En la cuarta década del siglo XIX, los primeros colonos irlandeses de Norteamérica trajeron con ellos sus tradiciones, como la celebración del Halloween y las Jack-o-lanterns. El origen de estas vasijas viene de un antiguo mito irlandés acerca de un hombre llamado Stingy Jack, quien por medio de trampas había logrado romper dos pactos hechos previamente con el diablo. Cuando llegó el momento de su muerte, no le fue permitido entrar al infierno y había sido demasiado avaricioso como para ser recibido en el cielo, así que recorría la tierra en forma de espíritu. Entonces, lucifer le lanzó un trozo de carbón ardiente para vengarse de él, pero Jack lo metió dentro de un nabo que tenía una cara tallada en su superficie y usa esta luz para alumbrar el camino de su búsqueda al lugar en el que pueda descansar en paz.

Por otro lado, el Halloween tuvo sus inicios con el Samhain, un antiguo festival celta que honraba con cosechas al dios de la muerte. Hace 2,000 años, los Celtas del Reino Unido y del Norte de Europa se contaban cuentos para explicarse la muerte de las flores y las plantas con la llegada del invierno. Ellos creían que el señor de la obscuridad mantenía al sol prisionero cada año por seis meses. Mientras que el dios de la luz permanecía cautivo, las almas de los muertos regresaban a la vida y deambulaban libremente. Para protegerse de estos espíritus, la gente encendía fogatas y prendía velas cada 31 de octubre, también se ponían disfraces para que los espíritus no los reconocieran y dejaban ofrendas de comida y bebidas en la entrada de sus casas.

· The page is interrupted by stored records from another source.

PR #3561, opened 2025-10-20
refactor!: convert from snafu to n0-error

Frando:
## Description

Changes the error handling across all crates in this repo from `snafu`/`n0-snafu` to **`n0-error`**. The latter is our new error library which features call-site location tracking and better ergonomics than snafu.

Repo: https://github.com/n0-computer/n0-error
Docs: https://docs.rs/n0-error/

*Note:*  The initial version of this PR was written by an AI (OpenAI codex) which I instructed in numerous prompts to convert iroh from n0-snafu/snafu to n0-error. It has since been cleaned up and reviewed line-by-line.

## Breaking Changes

*Changed*
* All error structs and enum variants now have a field `meta: n0_error::Meta`. Fields `backtrace` and `span_trace` are removed.
* All error structs and enums no longer implement `snafu::ErrorCompat`. They now implement `n0_error::StackError`. All our errors keep implementing `std::error::Error`. For downstream uses of these errors, not much changed.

Pero tampoco es una coincidencia que el Halloween y el Día de Muertos se encuentren tan cercanos en el calendario, ya que estos festejos fueron adoptados por el cristianismo y luego fijados en el año litúrgico, el cuál divide los 12 meses del ciclo anual en temporadas para festejar distintas manifestaciones culturales de origen católico. Ambas celebraciones son fórmulas ceremoniales heredadas de la tradición medieval europea: el Halloween de la rama Nórdica-Romántica y el Día de Muertos de la Medieval-Barroca, el cual fue mestizado con ciertos elementos prehispánicos que lo convirtieron en lo que es hoy.

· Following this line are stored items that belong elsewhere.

PR #3562, opened 2025-10-21
chore!: update redb to version 3

dignifiedquire:
## Breaking Changes

This bumps redb to version 3, in `iroh-dns-server`, which means you need to run with `0.93` at least once to upgrade the database.


dignifiedquire:
needs thought regarding the msrv change..

PR #3851, opened 2026-01-14
chore: add a github workflow that, when an issue is added to the `iroh` project board, it gains the `Ready` status

ramfox:
## Description

AI generated workflow, testing it before asking for review/merge

---

Okay, tested. When an issue is added to the `iroh` project board, it will be given the `👍 Ready` status.


ramfox:
Glad I did a run through of figuring out how workflows can interact with github actions, but I realized this particular action is NOT what we want—we add all issues to the github board and not all of them should be auto-marked as "ready". That should be scoped tothe current milestone or manually done. Since scoping it to work with the most "current" milestone would need to be a PR-d change each time the milestone changes, that doesn't really seem like a workable solution.

closing.

PR #3864, opened 2026-01-16
fix(iroh): Properly set quinn paths to available when holepunched

### LINKED ISSUE #3862: bug: Holepunched paths not used on client side
**Describe the bug**
Running the transfer example with the output modifications from #3860 and https://github.com/n0-computer/quinn/pull/332 I can see that the connection sends asymmetrically. The client side mostly sends via relay, while the server side responds via a holepunched IP path.

**Relevant Logs**

```
Path stats:
  [path_id=0] Relay(RelayUrl("https://staging-euw1-1.relay.iroh.network./")): RTT 27.353039ms, tx=2397 rx=12
  [path_id=1] Ip([3fff:172:20:20::1]:53418): RTT 174.748µs, tx=1 rx=3
  [path_id=2] Ip(172.17.0.1:52651): RTT 241.032µs, tx=66 rx=35406
  [path_id=3] Ip([2a02:8071:d85:19c0:c2fb:b929:b323:b940]:53418): RTT 463.451µs, tx=6 rx=1120
  [path_id=4] Ip(176.199.209.244:26739): RTT 13.089879ms, tx=188 rx=24
  [path_id=5] Ip([2a02:8071:d85:19c0:aecd:32d7:7c59:81a2]:53418): RTT 463.451µs, tx=6 rx=297
  [path_id=6] Ip(172.20.20.1:52651): RTT 463.451µs, tx=6 rx=84
  [path_id=7] Ip([2a02:8071:d85:19c0::232c]:53418): RTT 330.007µs, tx=6 rx=90
  [path_id=8] Ip(172.18.0.1:52651): RTT 330.007µs, tx=6 rx=74
  [path_id=9] Ip([3fff:172:20:20::1]:53418): RTT 330.007µs, tx=6 rx=85
  [path_id=10] Ip(192.168.0.99:52651): RTT 330.007µs, tx=6 rx=60
```
This is the client side after the transfer. Most importantly, we receive lots of datagrams over path 2 ("rx=35406"), which is successfully holepunched (it's also the "selected path"), but we send most data over path 0, the relay path ("tx=2397").

**Expected behavior**
Both sides should send via the IP path mostly.

**Iroh**

Version: Roughly commit 2698efced1a775130f5a3b8b0d1a150be589e322

matheus23:
## Description

Fixes #3862 

The problem was the following *on the client side*:
- quinn's QNT would establish a hole-punched path at path X, with the status set to *backup* initially (that's what QNT rightfully does)
- iroh gets the path open event, selects its best path, finds the IP path, and calls `RemoteStateActor::open_path`
- that function detects that this path is already tracked (?) and skips setting the path status to available
- quinn keeps sending via path 0, because all paths are backup and that's the lowest path ID.

The fix is to actually set the path to available in all cases.

Also in this PR:
- Change debug prints of `?path_id` to `%path_id` to use the display impl.
- Add another logging event: `iroh::_event::path::set_status`, which I personally found *really* useful when debugging.
- Updating to quinn `main`, because otherwise we don't have the required quinn fixes to make hole-punching work correctly, but we need it to work for the regression test I added.
- Adjustments from the quinn update.

## Notes & open questions

- Not quite sure why we get into this condition where we have the path tracked, but not set it to backup/available yet.

## Change checklist

- [x] Self-review.

### DIFF
--- a/Cargo.lock
+++ b/Cargo.lock
@@ -2152,7 +2152,7 @@ dependencies = [
 [[package]]
 name = "iroh-quinn"
 version = "0.15.0"
-source = "git+https://github.com/n0-computer/quinn.git?branch=matheus23%2Ffix-iroh-unit-tests#47c60c457cc6a7c7a1c501a6c7827a5148b53759"
+source = "git+https://github.com/n0-computer/quinn?branch=main#332c8f7d7a37d14a19f73d4706603fa4fe44062b"
 dependencies = [
  "bytes",
  "cfg_aliases",
@@ -2172,7 +2172,7 @@ dependencies = [
 [[package]]
 name = "iroh-quinn-proto"
 version = "0.14.0"
-source = "git+https://github.com/n0-computer/quinn.git?branch=matheus23%2Ffix-iroh-unit-tests#47c60c457cc6a7c7a1c501a6c7827a5148b53759"
+source = "git+https://github.com/n0-computer/quinn?branch=main#332c8f7d7a37d14a19f73d4706603fa4fe44062b"
 dependencies = [
  "bytes",
  "derive_more",
@@ -2199,7 +2199,7 @@ dependencies = [
 [[package]]
 name = "iroh-quinn-udp"
 version = "0.7.0"
-source = "git+https://github.com/n0-computer/quinn.git?branch=matheus23%2Ffix-iroh-unit-tests#47c60c457cc6a7c7a1c501a6c7827a5148b53759"
+source = "git+https://github.com/n0-computer/quinn?branch=main#332c8f7d7a37d14a19f73d4706603fa4fe44062b"
 dependencies = [
  "cfg_aliases",
  "libc",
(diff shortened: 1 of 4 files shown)


iroh/src/magicsock/remote_map/remote_state.rs
```diff
@@ -818,26 +828,52 @@ impl RemoteStateActor {
...
+                    Level::DEBUG,
+                    remote = %self.endpoint_id.fmt_short(),
+                    ?open_addr,
+                    ?path_status,
+                    ?conn_id,
+                    %path_id,
+                    ?res,
+                );
+                continue;
+            }
```
matheus23, line 853: This is the critical bit.
Before we would just skip setting `path.set_status` with the `continue` that was there before, in case `conn_state.path_ids.contains_key(open_addr)`.

flub (approved):

matheus23:
I'm still trying to figure out how to write a good test for this. I should be pretty close though.

matheus23:
Okay this took me way too long. But I can only write a test that *really* works, if the quinn the test uses current quinn main.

Yo no puedo contemplar estas visiones de la muerte y no sentirme aludida, no sentir que la angustia de morir no me atañe como miembro de una especie cuya conciencia sobre su propio ser le ha hecho sentir intriga y hasta miedo, por no tener la certeza precisa de qué cosa es o qué es lo que pasa al momento de fallecer. Tenemos una necesidad de sentir que no somos fugaces y también de honrar y recordar a los que ya no están. Entonces, veo la víspera de noviembre y empiezan a desfilar por mi cabeza imágenes multicolores, pero silenciosas del Día de Muertos, mis días de muertos.

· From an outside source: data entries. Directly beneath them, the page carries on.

PR #3865, opened 2026-01-16
chore(deps): Update lockfile, mark doctests that require ipv6 `no_run`

matheus23:
## Description

This should fix CI


matheus23:
Filed https://github.com/n0-computer/iroh/issues/3866 so we can reintroduce the tests I marked as `no_run` later.

PR #3870, opened 2026-01-19
refactor: Simplify path selection

rklaehn:
## Description

Fewer special cases in selection of the best path, in preparation to integrating user transports into path selection.

This should keep the current logic completey unchanged, but make it easier to add additional paths without a maze of special cases.

Implemented rules:
- bias for ipv6 (IPV6_RTT_ADVANTAGE)
- available (currently ipv4/ipv6) takes precendence over backup (currently relay)
- switching between different transports in the same category (available or backup) only happens if the advantage is bigger than RTT_SWITCHING_MIN_IP to avoid toggling

The purpose is to be able to integrate user transports more easily. Each user transport id would get a flag if it is considered available or backup (default backup?), and a rtt bias (default 0). Then you would add user transports to the selection process without any special cases.

I guess available or backup are not the right categories here. The meaning would be standard (a transport that has a theoretical chance to become *the best* transport) and fallback (a transport of last resort that you want to get rid of asap as soon as you have another option, regardless of rtt). E.g. a BLE transport would always be a fallback transport because available bandwidth is very limited regardless of rtt.

## Breaking Changes

None

## Change checklist

- [ ] Self-review.
- [ ] Tests if relevant.


iroh/src/socket/remote_map/remote_state.rs
```diff
@@ -1130,80 +1118,52 @@ impl RemoteStateActor {
...
-    addr_v6: SocketAddrV6,
-    rtt_v6: Duration,
-) -> (SocketAddr, Duration) {
-    if rtt_v6 <= rtt_v4 + IPV6_RTT_ADVANTAGE {
-        (addr_v6.into(), rtt_v6)
+    // Get current data. If we don't have data for the current path, don't switch.
+    let current_data = all_paths.get(addr)?;
+    if current_data.status != best_data.status {
+        // Always switch if the status is different (better).
+        Some((best_addr.clone(), best_data.rtt))
```
flub, line 1175: I don't really follow why path status is used here. Path status is only used as a way to instruct quinn which path to prefer. I does not play a role in selecting that path.

I think here you are using two values as a selector for "path of last resort" or not. But even for that 2 values seems a little odd, because it puts e.g. relay and bluetooth on equal footing. But should it be?

To me "biased_rtt" is starting to look like a "priority" value btw. Which admittedly given the rtt corrections we had, it already was.

rklaehn: This is just to 1:1 replicate the logic that was there before. Basically, if the old path was Relay and the new path is Ip, we want to switch regardless of rtt. Even if the relay path has a rtt < the ip path, we switch to ip.

Basically we got 2 groups. First groups is currently only relay, second groups is currently only ip. Then when we get from the bad group to the good group we switch regardless of rtt, but within each group we decide based on rtt (with bias).

dignifiedquire:
I like the structural idea, as well as the ability to expand the test coverage. What's missing to finish this @rklaehn ?

iroh/src/socket/remote_map/remote_state.rs
flub: Yeah, we have those two groups. But using path status for this is really confusing to me. I don't think the current logic uses path status for this, at least it doesn't in my head. Path status is an output of the selection algorithm to me: select this path and set this status.

Essentially this is a boolean or a 2-variant enum, signally if the path is "path of last resort".

The second part I'm struggling with - and this may be out of scope of this PR - is that having this path-of-last-resort being only two states means you would end up having to equal relay and bluetooth. While it is my understanding that you'd prefer to order them.

rklaehn: Yes, what I should do I guess is to provide another 2-case enum with more appropriate names that then possibly maps 1:1 to Available/Backup

You can use the rtt bias to bias in either the "normal transports" group and the "transport of last resort" group, so you could deprioritize BLE over relay by giving it a big positive rtt offset/bias.

rklaehn:
> I like the structural idea, as well as the ability to expand the test coverage. What's missing to finish this @rklaehn ?

Not much. I guess we can merge it as is, since it carefully tries to exactly replicate the existing logic while making things more generic, and then as a next step provide another 2 case enum in the public transport configuration API. That would happen in https://github.com/n0-computer/iroh/pull/3845 or in a subsequent PR to main. But it feels a bit silly to provide a bias API before adding custom transports.

iroh/src/socket/remote_map/remote_state.rs
```diff
@@ -1141,80 +1129,52 @@ impl RemoteStateActor {
     }
 }
 
+/// Data used during path selection.
+#[derive(Debug)]
+struct PathSelectionData {
+    /// Status of the path.
```
flub:
```suggestion
    /// Status of the path if it would be selected.
```

If you don't want to change this thing now, this also helps me understand what is going on.

iroh/src/socket/remote_map/remote_state.rs
```diff
@@ -1141,80 +1129,52 @@ impl RemoteStateActor {
...
+    /// Biased RTT for path selection.
+    ///
+    /// This is an i128 so we can subtract an advantage for e.g. IPv6 without underflowing.
+    biased_rtt: i128,
+}
+
+impl PathSelectionData {
+    /// Key for sorting paths. Lower is better.
+    ///
+    /// First part is the status, 0 for Available, 1 for Backup.
```
flub, line 1149: Oh, I never really realised that the order of fields of a pub type are part of the public API, in that you can cast them straight to their discriminant. I guess we can't stop you from doing this because we can't stop other folks from doing so. So I guess this isn't an actionable comment. But I still find this kind of unintended from my view. Oh well, better be careful.

iroh/src/socket/remote_map/remote_state.rs
```diff
@@ -1141,80 +1129,52 @@ impl RemoteStateActor {
...
-fn select_v4_v6(
-    addr_v4: SocketAddrV4,
-    rtt_v4: Duration,
-    addr_v6: SocketAddrV6,
-    rtt_v6: Duration,
-) -> (SocketAddr, Duration) {
-    if rtt_v6 <= rtt_v4 + IPV6_RTT_ADVANTAGE {
-        (addr_v6.into(), rtt_v6)
+    // Get current data. If we don't have data for the current path, don't switch.
+    let current_data = all_paths.get(addr)?;
```
flub: Looking at this function in isolation: this means that if we had a selected path which is no longer available, this would not switch away from it? That seems really surprising and wrong? If we don't have data for the current path should we not assume it no longer exists and select the best one out of the available paths?

iroh/src/socket/remote_map/remote_state.rs
rklaehn: Yeah, this is used all over the place for Ord instances. But it's the same for discriminants for serialization of enums, and for memory layout for structs.

I can make it more explicit once I add my own enum.

iroh/src/socket/remote_map/remote_state.rs
rklaehn: Ah, interesting. I was expecting selected_path to be None in this case. From the docs of selected_path, which is what is used to get addr:

```
    /// The path we currently consider the preferred path to the remote endpoint.
    ///
    /// **We expect this path to work.** If we become aware this path is broken then it is
    /// set back to `None`.
```

If selected_path is None, select_best_path will be called with current_path of None, and you will just return the best new path:

```rust
    let Some(addr) = current_path else {
        return Some((best_addr.clone(), best_data.rtt));
    };
```

rklaehn: Pushed an update.

iroh/src/socket/remote_map/remote_state.rs
```diff
@@ -1141,80 +1129,54 @@ impl RemoteStateActor {
...
-/// This prefers IPv6 paths over IPv4 paths.
-fn select_v4_v6(
-    addr_v4: SocketAddrV4,
-    rtt_v4: Duration,
-    addr_v6: SocketAddrV6,
-    rtt_v6: Duration,
-) -> (SocketAddr, Duration) {
-    if rtt_v6 <= rtt_v4 + IPV6_RTT_ADVANTAGE {
-        (addr_v6.into(), rtt_v6)
+    // Get current data. If we don't have data for the current path, don't switch.
```
flub: comment needs updating.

Mi calidad de autoexiliada me permite ir a mi memoria no sólo para revisar estos momentos, sino para vivirlos otra vez. Si estás entre dos mundos, no pierdes, adquieres. Las costumbres cambian, nos distorsionan. No sé si para mejorar o no, pero lo hacen, no podemos pararlas. Lo que sí podemos y debemos hacer, por lo menos, es preguntarnos cómo es que llegamos aquí.